What we have here is a query joining four tables. We start with CustomerPricePlan and CustomerPricePlanDetail. For whatever reason, ECI2 made the design decision to separate a number of tables this way. I’m not enough of a DBA to argue the choice as good or bad. It just drives me as a developer a bit batty needing to join tables together. There is CustomerPricePlan, which holds high-level data on contracts (ECI2 can call them what they like, I don’t know that I’ll ever come to refer to them as anything but contracts). This includes the contract code, start and end dates, pricing parameters, fixed versus flexible, etc. We’re left joining it with CustomerPricePlanDetail, which is really the guts of contracts – all the items and the corresponding pricing. We use the usual CustomerPricePlan.Id = CustomerPricePlanDetail.PricePlanId to make that happen. We left join Item to ItemVendor next. Then we take those two pairs and left join our PricePlan tables with our Item tables using ItemId to match them up.

Really, what I’d like to demonstrate here is that, assuming you don’t lose track of your tables and joins, you can join together an arbitrary number of tables. It’s a powerful thing to be able to pull data from across the system nearly disregarding the original sources. It’s a bit like a game of 6 degrees – you could likely perform a massive number of joins and return data from very nearly the system as a whole. All you need to find is a common column between two tables to join them together. Data miners might salivate at the prospect.

Open this up in a browser and search on our trusty SAN 30001, and your results should look a little something like this:


Item by Contract Results

Click for full size

Only with dollar figures instead of blurs, hopefully. This might take a bit of time to run, which is why the file is using ini_set to change the maximum execution time of the script to five minutes. By default, the maximum time a script is allowed to run is 30 seconds. It’s a safety thing, along with being something that can save you some aggravation.
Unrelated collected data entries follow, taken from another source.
Issue #250, opened 2022-08-25
Broken file based url


skbolton:
I am getting [this](https://github.com/mickael-menu/zk/blob/ab1d8fd0bd7ab40648db14074a860eedf93f055c/internal/adapter/lsp/server.go#L602) diagnostic error from zk lsp in my notes for links to files. Here is an example of a link causing the issue.

`[sample](file:///home/skbolton/Documents/Notes/sample.pdf)`

If I use my terminal's functionality to go to the link under the cursor it opens the file just fine. If I change the format to:

`[sample](file://home/skbolton/Documents/Notes/sample.pdf)` zk no longer complains about it not finding the file but my terminal will no longer open the file.

From what I gather the `file:///` is the proper syntax for a file link on the current host and so it would be nice to have that working if possible so that I don't get an error in zk and my terminal properly visits the link.

> I am temporarily getting around this by doing the link as `[sample](file://localhost/home/skbolton/Documents/Notes/sample.pdf)` which is working for both systems (its just verbose).

mickael-menu:
Agreed, this kind of hrefs should be ignored by `zk`.

tjex:
Confirmed this is still happening, could potentially be looked at together with #194

PR #391, opened 2024-02-10
accept tripple dash file URIs as valid links

tjex:
PR to fix zk-org/zk#250. Links such as `[title](file:///file.go)` were returning an
lsp error "not found". The LSP does not actually check for the existence of
files via this format. Instead it was a symptom of the markdown link regex
checking, whereby the link was being understood as an internal markdown
document. Zk / lsp then tried to find the note `file:///file.example`, which it
if course couldn't, and so it was throwing the "not found" error.

This sollution copies the logic already present for embedded images, which is to
pick a defining syntactic element of the link (in this case, the third
occurrence of a '/' rune), and to skip that link with `continue`, effectively
ignoring it.

### DIFF
--- a/internal/adapter/lsp/document.go
+++ b/internal/adapter/lsp/document.go
@@ -7,12 +7,12 @@ import (
 	"strings"
 	"unicode/utf16"
 
+	"github.com/tliron/glsp"
+	protocol "github.com/tliron/glsp/protocol_3_16"
 	"github.com/zk-org/zk/internal/core"
 	"github.com/zk-org/zk/internal/util"
 	"github.com/zk-org/zk/internal/util/errors"
 	strutil "github.com/zk-org/zk/internal/util/strings"
-	"github.com/tliron/glsp"
-	protocol "github.com/tliron/glsp/protocol_3_16"
 )
 
 // documentStore holds opened documents.
@@ -228,23 +228,24 @@ func (d *document) DocumentLinks() ([]documentLink, error) {
 			})
 		}
 
-        // extract link paths from [title](path) patterns
-        for _, match := range 
-        markdownLinkRegex.FindAllStringSubmatchIndex(line, -1) {
-            // case: '!' ignores embedded image, e.g. ![title](href.png)
-            // case: '/' ignores tripple dash file URIs, e.g. file:///file.go
-			if match[0] > 0 && line[match[0]-1] == '!' || line[match[3]+8] == '/' {
+		// extract link paths from [title](path) patterns
+		for _, match := range markdownLinkRegex.FindAllStringSubmatchIndex(line, -1) {
+            // Ignore embedded images ![title](file.png) and tripple dash file 
+            // URIs [title](file:///file.go)
+			if (match[0] > 0 && line[match[0]-1] == '!') ||
+				(match[0] > 0 && line[match[3]+8] == '/') {
 				continue
 			}
 
 			href := line[match[4]:match[5]]
-			// Valid Markdown links are percent-encoded.
+
+			// Decode the href if it's percent-encoded
 			if decodedHref, err := url.PathUnescape(href); err == nil {
 				href = decodedHref
 			}
+
 			appendLink(href, match[0], match[1], false, false)
 		}
-
 
 		for _, match := range wikiLinkRegex.FindAllStringSubmatchIndex(line, -1) {
 			href := line[match[2]:match[3]]
--- a/internal/adapter/lsp/document.go
+++ b/internal/adapter/lsp/document.go
@@ -228,9 +228,12 @@ func (d *document) DocumentLinks() ([]documentLink, error) {
 			})
 		}
 
-		for _, match := range markdownLinkRegex.FindAllStringSubmatchIndex(line, -1) {
-			// Ignore embedded image, e.g. ![title](href.png)
-			if match[0] > 0 && line[match[0]-1] == '!' {
+        // extract link paths from [title](path) patterns
+        for _, match := range 
+        markdownLinkRegex.FindAllStringSubmatchIndex(line, -1) {
+            // case: '!' ignores embedded image, e.g. ![title](href.png)
+            // case: '/' ignores tripple dash file URIs, e.g. file:///file.go
+			if match[0] > 0 && line[match[0]-1] == '!' || line[match[3]+8] == '/' {
 				continue
 			}
 
@@ -241,6 +244,7 @@ func (d *document) DocumentLinks() ([]documentLink, error) {
 			}
 			appendLink(href, match[0], match[1], false, false)
 		}
+
 
 		for _, match := range wikiLinkRegex.FindAllStringSubmatchIndex(line, -1) {
 			href := line[match[2]:match[3]]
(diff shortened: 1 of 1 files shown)


tjex:
sorry for the formatting.. looks like the github cli is sending as formatted raw text rather than markdown compatible text... bit of a nish nish.

internal/adapter/lsp/document.go
```diff
@@ -228,17 +228,22 @@ func (d *document) DocumentLinks() ([]documentLink, error) {
...
 		}
 
+		// extract link paths from [title](path) patterns
 		for _, match := range markdownLinkRegex.FindAllStringSubmatchIndex(line, -1) {
-			// Ignore embedded image, e.g. ![title](href.png)
-			if match[0] > 0 && line[match[0]-1] == '!' {
+            // Ignore embedded images ![title](file.png) and tripple dash file 
+            // URIs [title](file:///file.go)
+			if (match[0] > 0 && line[match[0]-1] == '!') ||
+				(match[0] > 0 && line[match[3]+8] == '/') {
```
mcDevnagh, line 236: this is a very over-eager match
this matches the **/** here: file:/**/**/, but it would also match the following: ./dir1/file

Also, I don't think this is a good way to use the result of `FindAllStringSubmatchIndex`
- For the `markdownLinkRegex` (`\[([^\]]+?[^\\])\]\((.+?[^\\])\)`), it returns a slice of int slices
    - Each slice within the slice corresponds to a match
    - Each match will contain exactly 6 integers:
        - the starting index of the entire match (inclusive)
        - the ending index of the entire match (exclusive)
        - the starting index of the *bracket* capture group (inclusive)
        - the ending index of the *bracket* capture group (exclusive)
        - the starting index of the *parenthesis* capture group (inclusive)
        - the ending index of the *parenthesis* capture group (exclusive)
    - `match[3]` then corresponds to the index ending the _bracket_ capture group, which seems odd, since we're interested in the *parenthesis* capture group
        - `match[4]` is the one we should use 

Thus, I think we should match against the entire [scheme](https://en.wikipedia.org/wiki/File_URI_scheme)--`file://`--starting at `match[4]`. This is probably best done in a helper function, first checking that `match[5] - match[4]` is large enough for `file://` (8, since we need at least one character after the scheme to be a valid URI), then iterating from `match[4]` to `match[5]` matching each character along the way. If any character doesn't match, we return a `false` early.

Also, I know we're not explicitly supporting windows, but this will cause an obvious portability issue:
- POSIX has the third slash in `file:///` correspond to an actual file: the root file
- Windows seems to append an additional `/`, since `file:///c:` corresponds to the C drive, and `file:///` corresponds to nothing

I don't think we necessary need to support `file://` on Windows with this PR, but I am curious as to the result of this on Windows

internal/adapter/lsp/document.go
```diff
@@ -7,12 +7,12 @@ import (
...
 	"unicode/utf16"
 
+	"github.com/tliron/glsp"
+	protocol "github.com/tliron/glsp/protocol_3_16"
 	"github.com/zk-org/zk/internal/core"
 	"github.com/zk-org/zk/internal/util"
 	"github.com/zk-org/zk/internal/util/errors"
 	strutil "github.com/zk-org/zk/internal/util/strings"
-	"github.com/tliron/glsp"
-	protocol "github.com/tliron/glsp/protocol_3_16"
```
mcDevnagh, line 15: why the reordering? Did gofmt do this?

mcDevnagh (changes requested):

internal/adapter/lsp/document.go
tjex: yes. Same as the spaces / tabs you pointed out above... I went back to double check and ran `go fmt` again.

internal/adapter/lsp/document.go
tjex: Ahhh. I thought the ints followed the sequence in which they were found... as in 0 -> n from `[` -> `)`.
I'll have a proper look through all this in the coming days hopefully. But I'm on holiday for a month from Thursday!

Thanks so much for all the detail and thoroughness! 🙏

mcDevnagh: np. it took a lot of testing for me to figure out what exactly `FindAllStringSubmatchIndex` does. It's documentation leaves a lot to be desired

internal/adapter/lsp/document.go
mcDevnagh: sounds good. I'm fine with unrelated changes like this if it wasn't done properly before (i.e. `go fmt` wasn't run), but if its just a matter of preference, I'd rather keep the git blame clean. Looks like we're good to keep this

tjex: Nice, me too. I appreciate that level of attention / scrutiny 🔥

internal/adapter/lsp/document.go
tjex: @mcDevnagh 

Would this work, or is it in an ok direction?

```go
package main

import (
	"regexp"
)

const testCase = "[example](file:///foo.go)"

var markdownLinkRegex = regexp.MustCompile(`\[([^\]]+?[^\\])\]\((.+?[^\\])\)`)
var fileURIregex = regexp.MustCompile(`file:///`)

func main() {

	var result string
	for _, match := range markdownLinkRegex.FindAllStringSubmatchIndex(testCase, -1) {
		if match[5]-match[4] >= 8 {
			// get the file url portion, existing within the parentheses
			linkURL := testCase[match[4]:match[5]]
			// limit to first 8 characters as per 'file:///' scheme
			result = linkURL[:8]
		}
		// check if the first 8 characters of the URL match 'file:///'
		if fileURIregex.MatchString(result) {
			// if they match, we continue, meaning we DO NOT consider it an
			// internal note url, thus avoiding the lsp error that the note doesn't exist
			continue
		}
	}

}
```

tjex: I added this approach into document.go and tested. waiting for review.

jurica (commented):
Looks good to me.

tjex:
@mcDevnagh are you around to approve your reviewed changes (merging is blocked until you review)? Otherwise I'll dismiss and ask someone else to approve (just feels rude to dismiss until I try to ping you here as well).

mcDevnagh:
I'll take a look

tjex:
> Looks good to me.

@jurica , I think mcDevangh is a bit too snowed under to re-review. I've dismissed his review so that you can pass the review yourself. I'd like to move on to tackling the other bugs, which will be working in the same file as this PR.

jurica (approved):

jurica:
> > Looks good to me.
> 
> @jurica , I think mcDevangh is a bit too snowed under to re-review. I've dismissed his review so that you can pass the review as well, incase he needs more time. Just caus I'd like to move on to tackling the other bugs this long weekend, which will be working in the same file as this PR.

Sure if it's holding you back from doing more. I didn't want to merge it right away last week to give others the chance to also review...

mcDevnagh:
sorry for dropping the ball on this one! Thank you @jurica for picking up my slack. For what it's worth, code looks good :)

If you have a runaway script or something with an infinite loop, it’s nice to eventually have it die so you can debug it. Otherwise you might stare at the loading screen forever.

Notice also that we have a GP figure on the furthest-right column. This is something we calculate in the backend PHP, as it isn’t something the SQL Server keeps track of itself. The way we do that in PHP is like so:

$gp = round(@(($row[3] - $row[4]) / $row[3]), 4) * 100;
$gp = number_format($gp, 2, '.', '') . '%';

That is, sell minus cost, divided by sell. Then we multiply it by one hundred and round it to two decimal places. A number_format to force two decimal places (which adds a zero in case you have a result that’s an even single-digit to the right of the decimal) and tack a decimal sign to the end and we’ve got our GP.

We do something similar with the cost and sell – concatenate a dollar sign to the front and number_format to force two decimal places. Obviously you don’t need the dollar sign, but I find I read tables like this more effectively when it’s there.

I’ve given you a report that will give a list of contracts for a given item. You can easily add other columns from any of the tables used. You could pull in results from other tables without much difficulty, if you have a column to join on one of the existing tables. Keep in mind that the cost it pulls is the Purchasing Vendor cost. I’ve realized recently realized I should be able to handle stocking items, as well, as in our model we leave a wholesaler as the P.Vendor. With a check on the item’s class, we could easily point our query that direction to handle items we bring in direct versus wholesale. I’ll leave that for a later update, however.